Unable to run on free tier Colab
I tried to follow the instructions for free-tier T4 Colab with 8 bit quantization but I get this error
OutOfMemoryError: CUDA out of memory. Tried to allocate 35.31 GiB. GPU 0 has a total capacity of 14.75 GiB of which 11.51 GiB is free. Process 22076 has 3.24 GiB memory in use. Of the allocated memory 2.69 GiB is allocated by PyTorch, and 429.65 MiB is reserved by PyTorch but unallocated. If reserved but unallocated memory is large try setting PYTORCH_CUDA_ALLOC_CONF=expandable_segments:True to avoid fragmentation. See documentation for Memory Management (https://pytorch.org/docs/stable/notes/cuda.html#environment-variables)
Please suggest.
Also in this part of the suggested code I replaced 5b with 2b as I was trying for 2b model.
text_encoder = T5EncoderModel.from_pretrained("THUDM/CogVideoX-5b", subfolder="text_encoder", torch_dtype=torch.bfloat16)
quantize_(text_encoder, quantization())
transformer = CogVideoXTransformer3DModel.from_pretrained("THUDM/CogVideoX-5b", subfolder="transformer", torch_dtype=torch.bfloat16)
quantize_(transformer, quantization())
did you Using with diffusers with 0.30.1
Yes I used diffusers 0.30.1. I am sharing link to my Colab. Please suggest changes.
https://colab.research.google.com/drive/1GMt-DQ_LHlQGAEK9LB8BpEPfUEszBTY4?usp=sharing
Even I tried on the free tier T4 env.
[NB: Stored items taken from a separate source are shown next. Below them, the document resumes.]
PR #1272, opened 2023-05-19
refactor(NodeAuthoring): Extract ComponentAuthoringComponent 

### LINKED ISSUE #1271: refactor(NodeAuthoring): Extract ComponentAuthoringComponent
Create a component for dynamically showing the right component authoring view. Instead of using Switch based on component.type in node-authoring.component.html, do a lookup in this new class and use Angular's createComponent() to dynamically pick the right [OR|MC|HTML...]AuthoringComponent to use.

hirokiterashima:
## Changes
- Rename existing ComponentAuthoring class to AbstractComponentAuthoring
- Create a component called ComponentAuthoringComponent to dynamically choose and render the specific component authoring view. 
   - Instead of using Switch based on component.type in node-authoring.component.html, lookup the component in ComponentAuthoringComponent and use Angular's createComponent() to dynamically create the right [OR|MC|HTML...]AuthoringComponent to show.
- Pass in componentContent from NodeAuthoringComponent to ComponentAuthoringComponent, and into individual [OR|MC|HTML...]AuthoringComponents. Remove the need to get the componentContent again in child components
- Clean up surrounding code
   - Lower-case variable names
    
## Test
- In the AT, the correct component authoring views load and work as before for all components.

Closes #1271


geoffreykwan (approved):
Looks good.

PR #1273, opened 2023-05-19
fix(Branching): Fix step numbering when a branch spans multiple groups

### LINKED ISSUE #1262: bug(Branching): If a branch spans multiple groups, the branch path step numbering is incorrect
1. Author a unit with two lessons
2. Create a branch where the branch point step is in the first lesson and the paths and merge point step is in the second lesson
3. The step numbering for the branch path steps will not be correct

geoffreykwan:
## Changes

Correctly number branch steps when a branch spans multiple groups.

## Test

- Create a branch where the branch point is in one group and the merge point is in another group
- Make sure the step numbers are correct
- Make sure step numbering is correct for projects that do not have a branch

Closes #1262

### DIFF
--- a/src/app/services/projectService.spec.ts
+++ b/src/app/services/projectService.spec.ts
@@ -441,6 +441,12 @@ function parseProject(): void {
 }
 
 function calculateNodeNumbers() {
+  calculateNodeNumbersWhenNoBranches();
+  calculateNodeNumbersWhenBranchInOneActivity();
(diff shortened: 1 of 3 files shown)


hirokiterashima (approved):
LGTM.

ProjectService.calculateNodeNumbersHelper() is complex and hard to understand. Let's try to refactor this in a separate task. I'll create an issue.

PR #1276, opened 2023-05-22
refactor(PreviewComponent): use createComponent() instead of ngSwitch

### LINKED ISSUE #1275: refactor(PreviewComponent): Use createComponent instead of ngSwitch
Create a component for dynamically showing the right component preview view. Instead of using Switch based on component.type in preview-component.component.html, do a lookup in the class and use Angular's createComponent() to dynamically pick the right [OR|MC|HTML...]Component to use.

hirokiterashima:
## Changes
- Change PreviewComponent to dynamically show the right component preview view. Instead of using Switch based on component.type in preview-component.component.html, do a lookup in the class and use Angular's createComponent() to dynamically pick the right [OR|MC|HTML...]Component to use.
- Code clean up
   - Pass in WISEComponent to SaveStarterStateComponent and PreviewComponentDialogComponent instead of nodeId/componentId
   - Add ```protected``` and ```private``` and function return types where applicable

## Test
- AT node editing: preview component works as before
   - save/delete starter states for ConceptMap, Draw, Label
- CM grade by step: Step Info dialog correctly shows components
   - Summary shows summary for current period 

Closes #1275


geoffreykwan (changes requested):
Saving starter state doesn't work sometimes. Deleting starter state doesn't work sometimes either.

hirokiterashima:
I moved component mappings to separate file. This avoids the code duplication issue. Can you test out component authoring and preview again, and make sure they all work?

The saving starter state issue exists in the develop branch. It happens when you go straight to component preview (before expanding the component). The component authoring's ngOnInit() hasn't been called yet, which listens to the starter state changes. The workaround is to expand the component first, then click on the preview. 

I'll write this up and we can address it in a separate issue? We should discuss how we want to handle this- don't show the preview button until it's been expanded, like the advanced? Or move the listener outside of the component authoring?

geoffreykwan (approved):
Looks good.

In Components.ts we might want to order the authoring and student fields alphabetically in the objects.

We can fix the save/delete starter state bug in a different issue.

PR #1277, opened 2023-05-22
fix(Constraint): Constraint in branch prevents visiting any step

### LINKED ISSUE #1249: bug(Branch): MakeAllNodesAfterThisNotVisitable constraint
### Description
When a unit has a branch and the branch has a step with "Make all nodes after this not visitable" constraint, you cannot go to any step in the unit even when you are on a node that is before the branch.

### Steps to reproduce
1. Download and import this unit: [530.zip](https://github.com/WISE-Community/WISE-Client/files/11446419/530.zip)
2. Preview the unit. From step 1.1, try going to step 1.2. You will see the "Item Locked" dialog with the message "To visit 1.2 you need to complete 1.3A: a"

### Notes
If the constraint is on a non-branch step, it doesn't have this problem.

geoffreykwan:
## Changes

Check if a node is in a path before checking if it comes before another node.

## Test

1. Download and import this unit: [530.zip](https://github.com/WISE-Community/WISE-Client/files/11446419/530.zip)
2. Preview the unit. From step 1.1, try going to step 1.2. You used to see the "Item Locked" dialog with the message "To visit 1.2 you need to complete 1.3A: a" but now you should be able to go to the step.

Closes #1249

### DIFF
--- a/src/assets/wise5/services/projectService.ts
+++ b/src/assets/wise5/services/projectService.ts
@@ -20,7 +20,7 @@ import { ReferenceComponent } from '../../../app/domain/referenceComponent';
 export class ProjectService {
   achievements: any = [];
   additionalProcessingFunctionsMap: any = {};
-  allPaths: string[] = [];
+  allPaths: string[][] = [];
   applicationNodes: any = [];
   flattenedProjectAsNodeIds: any = null;
   groupNodes: any[] = [];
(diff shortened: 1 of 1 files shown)


hirokiterashima (approved):
LGTM. change ```pathIncludesNodesAndOneComesBeforeTwo()``` to private function before merge?

PR #1281, opened 2023-05-23
refactor(ComponentComponent): use createComponent() instead of ngSwitch

### LINKED ISSUE #1280: refactor(ComponentComponent): Use createComponent instead of ngSwitch
Instead of using Switch based on component.type in component.component.html, do a lookup in the class and use Angular's createComponent() to dynamically pick the right [OR|MC|HTML...]Component to use.

hirokiterashima:
## Note
- This PR introduces a new code duplication between ComponentComponent and PreviewComponent. Addressing it will require a bit of changes, so I think we should handle this in a separate task to limit the scope of this PR.

## Changes
- Instead of using ngSwitch based on component.type in component.component.html, do a lookup in the class and use Angular's createComponent() to dynamically pick the right [OR|MC|HTML...]Component to use. This affects the components that are used in the Student VLE and Unit Preview.

## Test
- Student VLE
   - Components are displaying correctly
   - Components save and load work correctly
      - via save, submit, and auto-save  
- Preview unit
   - Node and component rubric appears (if authored) 
- Teacher CM
   - Check export to ensure that student data (component data, latest/all work) is saved correctly, including revisions (save, submit, auto-save). Ensure that only the data that you expect is saved, and no redundant saving is done as a result of the change

Closes #1280


geoffreykwan (approved):
Looks good.

PR #1290, opened 2023-05-26
refactor(Graph): Move table data point and multiple y axes code to util

### LINKED ISSUE #1289: refactor(Graph): Move table data point and multiple y axes code to util

geoffreykwan:
## Changes

Move table data point to graph functions and multiple y axes check to util.

## Test

- Make sure importing table data to a graph works
- Make sure multiple Y axes works

Closes #1289


hirokiterashima (approved):
LGTM. It'd be good to start defining some of these data classes/interfaces like Cell and Point instead of using ```any```. I think this will make the code easier to read. Something to keep in mind for future refactoring tasks.

PR #1291, opened 2023-05-26
refactor(NodeService): Move MoveComponent() to Node

### LINKED ISSUE #1226: refactor(NodeService): Move MoveComponent() to Node
NodeService.moveComponent(), extractComponents(), and insertComponentsAfter() should not be a function in the NodeService. It should instead be a function in the Node class.

hirokiterashima:
## Changes
- Move NodeService.moveComponent() to Node.moveComponents() and cleaned up the code a bit.
- Remove parameter from call to this.highlightNewComponentsAndThenShowComponentAuthoring(). It wasn't being called with a parameter in the previous version either.
- Add tests for Node.moveComponents().

## Test
In the AT node authoring view, test the following
- Move component(s) to the top
- Move component(s) after an existing component

Closes #1226

### DIFF
--- a/src/assets/wise5/authoringTool/node/node-authoring/node-authoring.component.ts
+++ b/src/assets/wise5/authoringTool/node/node-authoring/node-authoring.component.ts
@@ -375,18 +375,14 @@ export class NodeAuthoringComponent implements OnInit {
         alert($localize`You are not allowed to insert the selected items after itself.`);
       }
     } else {
-      const newComponents = this.nodeService.moveComponent(
-        this.nodeId,
-        selectedComponentIds,
-        componentId
-      );
+      this.projectService.getNode(this.nodeId).moveComponents(selectedComponentIds, componentId);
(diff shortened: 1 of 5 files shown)


geoffreykwan (changes requested):
Moving components works well.

After the components are moved, they should be highlighted. It looks like it's a bug on PROD where it does not highlight the components after you move them. It should be pretty easy to pass in the components to highlightNewComponentsAndThenShowComponentAuthoring() so that they're highlighted after being moved.

hirokiterashima:
Calling highlightNewComponentsAndThenShowComponentAuthoring() also expands the components' authoring views. Is this the expected behavior? Do authors plan to edit the component(s) immediately after moving them? Alternatively, we can only do the highlighting?

geoffreykwan:
Just highlighting without expanding should be fine.

geoffreykwan (approved):
Looks good.

PR #1299, opened 2023-06-02
refactor(StudentDataService): Move NodeClickLock to StudentNodeService

### LINKED ISSUE #1298: refactor(StudentDataService): Move NodeClickLock to StudentNodeService
Handle NodeClickLocked event in StudentNodeService. This is the only place where this event occurs. Since it's an event related to node, it makes more sense to handle it in NodeService instead of DataService.

hirokiterashima:
## Changes
- Handle NodeClickLocked event in StudentNodeService. Instead of firing an event, handle the dialog launch directly in StudentNodeService. This is the only place where this event occurs. Since it's an event that is related to Node, it makes more sense to handle it in StudentNodeService instead of StudentNodeService
- Remove NodeClickLockService
- Clean up getConstraintMessage() by removing unnecessary null checks

## Test
- In Student VLE and Preview, make sure that trying to visit a node that is not visitable (due to constraints) shows the "Item Locked" dialog with the message about how to remove the restriction.
   - If there are multiple constraints, they should all appear in bullet points
- Unit without constraints load and work as before

Closes #1298


geoffreykwan (approved):
Looks good.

I got the error CUDA ran out of memory
pipe.enable_model_cpu_offload()
pipe.enable_sequential_cpu_offload()
pipe.vae.enable_slicing()
pipe.vae.enable_tiling()
try this, I am running just in 2.5GB
Getting this error
TypeError Traceback (most recent call last)
in <cell line: 2>()
1 pipe.enable_model_cpu_offload()
----> 2 pipe.enable_sequential_cpu_offload()
3 pipe.vae.enable_slicing()
4 pipe.vae.enable_tiling()
12 frames
/usr/local/lib/python3.10/dist-packages/accelerate/utils/modeling.py in set_module_tensor_to_device(module, tensor_name, device, value, dtype, fp16_statistics, tied_params_map)
438 new_value = torch.nn.Parameter(new_value, requires_grad=old_value.requires_grad).to(device)
439 else:
--> 440 new_value = param_cls(new_value, requires_grad=old_value.requires_grad).to(device)
441
442 module._parameters[tensor_name] = new_value
TypeError: AffineQuantizedTensor.new() got an unexpected keyword argument 'requires_grad'
this should update to diffusers 0.30.1
I am using diffusers 0.30.1. Question if you only need 2.5 GB why is the code trying to allocate 35.31 GB. I am guessing you are running on A100 GPU with 48 GB VRAM so you are able to run your code. Can you please try to run on T4 with 15 GB VRAM. You can just use the Colab link l shared. Thank you for your support.
Your code has a few critical issues:
1. You didn’t enable full optimization, which allows for proper inference without needing to rely on INT8 quantization.
2. You didn’t use float16; note that bf16 is only supported on GPUs from the 30 series and above.
I’ve already made these corrections for you. Could you try running the code again to see if it works correctly? And this is 5B not 2B working in your T4
check here for more detail
Wonderful. It works now. Thank you so much for your support. Although for some reason the output file was blank. Will take a closer look later.